__Data to use__
PR #4175, opened 2025-12-17
ci: General Cilium Nightly fixes

jpayne3506:
**Reason for Change**:

Cilium Nightly failing due to a number of upstream changes
- acnpublic usage for azure-ipam v0.3.0 - Image no longer exists, Moved usage to MCR
- operator failure due to config validation checking for timeformat on `unmanaged-pod-watcher-interval: "15"` | https://github.com/cilium/cilium/pull/43344/files#diff-0d0e8dda37431037db0d692857b55f2926e7b4e162de80e889a5cf10b67d2a70
- Device (eth0) Change/drop | `systemctl restart systemd-networkd` restarts network which drops devices. [Panic is from missing DirectRoutingDevice check](https://github.com/cilium/cilium/commit/ce709caaa9b3210c78dd7b82afb95fd646aa3a64)
- zTunnel adoption forces RBAC onto operator 1.19+ | https://github.com/cilium/cilium/pull/42766

Ongoing failures that will not be fixed until more changes are done
- Device (eth0) Change/drop | Requires upstream changes to fix. 
- Error logged during k8sE2E test when running service conformance test. Non impacting, but caught in cilium agent logs which fails the pipeline. 

**Issue Fixed**:

**Requirements**:

- [x] uses [conventional commit messages](https://www.conventionalcommits.org/)
  
- [ ] includes documentation
- [ ] adds unit tests
- [x] relevant PR labels added

**Notes**:

PR #4191, opened 2026-01-08
ci: General Cilium Nightly fixes ( cont. )

jpayne3506:
**Reason for Change**:

Resolves lingering issues from #4175.
Adds validate template in an effort to unify CI/CD.

Issues:
- `Device (eth0) Change/drop | Requires upstream changes to fix.`
  - Removed systemd-networkd restart test from cilium nightly until upstream fix is merged. 
  - This resulted in splitting out the test from `TestStateValidation`. Added make recipes to support and retain original intent
- `Error logged during k8sE2E test when running service conformance test. Non impacting, but caught in cilium agent logs which fails the pipeline.`
  - Testing confirmed that failure was a false negative from too many tests occurring at the same time.  Added a lever to control the amount of parallelized processes and restricted the nightly to be serial. This also has the side benefit of giving us complete logs from every test.
 

**Issue Fixed**:

**Requirements**:

- [ ] includes documentation
- [ ] adds unit tests

**Notes**:


jpayne3506:
Will address `.pipelines/cni` templates in a follow up PR.

.pipelines/cni/cilium/nightly-release-test.yml
```diff
@@ -157,6 +157,7 @@ stages:
           dns: true
           portforward: true
           service: true
+          processes: 1 # Serialize testing to get granular data, prevent race conditions, false-negatives
```
vipul-21: What do you mean "prevent race conditions" ? Is that specific to the test cases running in a specific order ? It should be good to have non serialize right ? (to catch races)

.pipelines/cni/k8s-e2e/k8s-e2e-job-template.yaml
```diff
@@ -4,6 +4,7 @@ parameters:
   dependsOn: ""
   sub: ""
   cni: cni
+  processes: 8
```
vipul-21, line 7: magic number ?

.pipelines/singletenancy/azure-cni-overlay-stateless/azure-cni-overlay-stateless-e2e.steps.yaml
```diff
@@ -40,7 +40,7 @@ steps:
         fi
       done
       sudo -E env "PATH=$PATH" make test-load \
-        SCALE_UP=32 OS_TYPE=linux CNI_TYPE=stateless VALIDATE_STATEFILE=true VALIDATE_V4OVERLAY=true \
+        SCALE_UP=32 OS_TYPE=windows CNI_TYPE=stateless VALIDATE_STATEFILE=true VALIDATE_V4OVERLAY=true \
```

__Try it__
Please copy out every entry word for word.

__Answer to the problem__
PR #4175, opened 2025-12-17
ci: General Cilium Nightly fixes

jpayne3506:
**Reason for Change**:

Cilium Nightly failing due to a number of upstream changes
- acnpublic usage for azure-ipam v0.3.0 - Image no longer exists, Moved usage to MCR
- operator failure due to config validation checking for timeformat on `unmanaged-pod-watcher-interval: "15"` | https://github.com/cilium/cilium/pull/43344/files#diff-0d0e8dda37431037db0d692857b55f2926e7b4e162de80e889a5cf10b67d2a70
- Device (eth0) Change/drop | `systemctl restart systemd-networkd` restarts network which drops devices. [Panic is from missing DirectRoutingDevice check](https://github.com/cilium/cilium/commit/ce709caaa9b3210c78dd7b82afb95fd646aa3a64)
- zTunnel adoption forces RBAC onto operator 1.19+ | https://github.com/cilium/cilium/pull/42766

Ongoing failures that will not be fixed until more changes are done
- Device (eth0) Change/drop | Requires upstream changes to fix. 
- Error logged during k8sE2E test when running service conformance test. Non impacting, but caught in cilium agent logs which fails the pipeline. 

**Issue Fixed**:

**Requirements**:

- [x] uses [conventional commit messages](https://www.conventionalcommits.org/)
  
- [ ] includes documentation
- [ ] adds unit tests
- [x] relevant PR labels added

**Notes**:

PR #4191, opened 2026-01-08
ci: General Cilium Nightly fixes ( cont. )

jpayne3506:
**Reason for Change**:

Resolves lingering issues from #4175.
Adds validate template in an effort to unify CI/CD.

Issues:
- `Device (eth0) Change/drop | Requires upstream changes to fix.`
  - Removed systemd-networkd restart test from cilium nightly until upstream fix is merged. 
  - This resulted in splitting out the test from `TestStateValidation`. Added make recipes to support and retain original intent
- `Error logged during k8sE2E test when running service conformance test. Non impacting, but caught in cilium agent logs which fails the pipeline.`
  - Testing confirmed that failure was a false negative from too many tests occurring at the same time.  Added a lever to control the amount of parallelized processes and restricted the nightly to be serial. This also has the side benefit of giving us complete logs from every test.
 

**Issue Fixed**:

**Requirements**:

- [ ] includes documentation
- [ ] adds unit tests

**Notes**:


jpayne3506:
Will address `.pipelines/cni` templates in a follow up PR.

.pipelines/cni/cilium/nightly-release-test.yml
```diff
@@ -157,6 +157,7 @@ stages:
           dns: true
           portforward: true
           service: true
+          processes: 1 # Serialize testing to get granular data, prevent race conditions, false-negatives
```
vipul-21: What do you mean "prevent race conditions" ? Is that specific to the test cases running in a specific order ? It should be good to have non serialize right ? (to catch races)

.pipelines/cni/k8s-e2e/k8s-e2e-job-template.yaml
```diff
@@ -4,6 +4,7 @@ parameters:
   dependsOn: ""
   sub: ""
   cni: cni
+  processes: 8
```
vipul-21, line 7: magic number ?

.pipelines/singletenancy/azure-cni-overlay-stateless/azure-cni-overlay-stateless-e2e.steps.yaml
```diff
@@ -40,7 +40,7 @@ steps:
         fi
       done
       sudo -E env "PATH=$PATH" make test-load \
-        SCALE_UP=32 OS_TYPE=linux CNI_TYPE=stateless VALIDATE_STATEFILE=true VALIDATE_V4OVERLAY=true \
+        SCALE_UP=32 OS_TYPE=windows CNI_TYPE=stateless VALIDATE_STATEFILE=true VALIDATE_V4OVERLAY=true \
```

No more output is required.